露光方法に関しては、ガラスマスクを介した方法やレーザー描画によるパターン露光方式が好ましい。
【0106】
[現像処理]
本実施の形態では、乳剤層を露光した後、さらに現像処理が行われる。現像処理は、銀塩写真フイルムや印画紙、印刷製版用フイルム、フォトマスク用エマルジョンマスク等に用いられる通常の現像処理の技術を用いることができる。現像液については特に限定はしないが、PQ現像液、MQ現像液、MAA現像液等を用いることもでき、市販品では、例えば、富士フイルム社処方のCN−16、CR−56、CP45X、FD−3、パピトール、KODAK社処方のC−41、E−6、RA−4、D−19、D−72等の現像液、又はそのキットに含まれる現像液を用いることができる。また、リス現像液を用いることもできる。

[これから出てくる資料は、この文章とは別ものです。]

PR #8575, opened 2020-11-26
MNT: Add brain_gc fixture to test_process_clim_plot

GuillaumeFavelier:
This PR adds the `brain_gc` fixture in `test_process_clim_plot` (I missed it in https://github.com/mne-tools/mne-python/pull/8427) and fixes the issues with memory:

```
_______________________________________________________________________________ ERROR at teardown of test_process_clim_plot[pyvista] _______________________________________________________________________________
mne/conftest.py:522: in brain_gc
    assert len(bad) == 0, 'VTK objects linger:\n' + '\n'.join(bad)
E   AssertionError: VTK objects linger:
E     vtkXOpenGLRenderWindow
E     vtkGenericRenderWindowInteractor
E   assert 2 == 0
E     +2
E     -0
```

It's also important for https://github.com/mne-tools/mne-python/pull/8335 (that's how I discovered the issue in the first place)

### DIFF
--- a/mne/viz/tests/test_3d.py
+++ b/mne/viz/tests/test_3d.py
@@ -373,10 +373,12 @@ def test_plot_alignment(tmpdir, renderer):
 @testing.requires_testing_data
 @requires_pysurfer
 @traits_test
-def test_process_clim_plot(renderer_interactive):
+def test_process_clim_plot(renderer_interactive, brain_gc):
     """Test functionality for determining control points with stc.plot."""
+    is_pyvista = renderer_interactive._get_3d_backend() == 'pyvista'
     sample_src = read_source_spaces(src_fname)
-    kwargs = dict(subjects_dir=subjects_dir, smoothing_steps=1)
+    kwargs = dict(subjects_dir=subjects_dir, smoothing_steps=1,
+                  time_viewer=False, show_traces=False)
 
     vertices = [s['vertno'] for s in sample_src]
     n_time = 5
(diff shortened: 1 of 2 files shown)


agramfort (approved):

mne/viz/tests/test_3d.py
```diff
@@ -391,6 +393,10 @@ def test_process_clim_plot(renderer_interactive):
     stc.plot(colormap='hot', clim='auto', **kwargs)
     stc.plot(colormap='mne', clim='auto', **kwargs)
     stc.plot(clim=dict(kind='value', lims=(10, 50, 90)), figure=99, **kwargs)
+    # figure has been set so the internal ref needs to be clean to avoid
+    # lingering VTK objects in memory
+    if is_pyvista:
+        renderer_interactive.backend._FIGURES.clear()
```
larsoner, line 399: I don't fully understand -- doesn't this indicate that the `close_all` that happens at the end of this test is somehow not working? How do we get a figure set/created in a way that our close-all fixture will not close it?

GuillaumeFavelier: We keep an internal reference to mimic `mayavi`'s behaviour when `figure` (int) is used.

larsoner:
To put it differently, whenever you add `brain_gc` to a test, any failures should be fixed in `_brain.py`, not in the test itself -- this is because `brain_gc` does a [`close_all`](https://github.com/mne-tools/mne-python/blob/master/mne/conftest.py#L507) sort of operation, and this should close all figures. If it doesn't, it suggests some problem with our `close_all` that should be fixed.

mne/viz/tests/test_3d.py
larsoner: See follow-up comment -- I think this means `close_all` needs to be updated, or that we need to update our fixture to call another `close_all` for the case of int-passing or something.

larsoner (approved):
LGTM feel free to merge once CIs are green @GuillaumeFavelier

本発明における現像処理は、未露光部分の銀塩を除去して安定化させる目的で行われる定着処理を含むことができる。本発明における定着処理は、銀塩写真フイルムや印画紙、印刷製版用フイルム、フォトマスク用エマルジョンマスク等に用いられる定着処理の技術を用いることができる。
上記定着工程における定着温度は、約20℃〜約50℃が好ましく、さらに好ましくは25〜45℃である。また、定着時間は5秒〜1分が好ましく、さらに好ましくは7秒〜50秒である。定着液の補充量は、感光材料の処理量に対して600ml/m2以下が好ましく、500ml/m2以下がさらに好ましく、300ml/m2以下が特に好ましい。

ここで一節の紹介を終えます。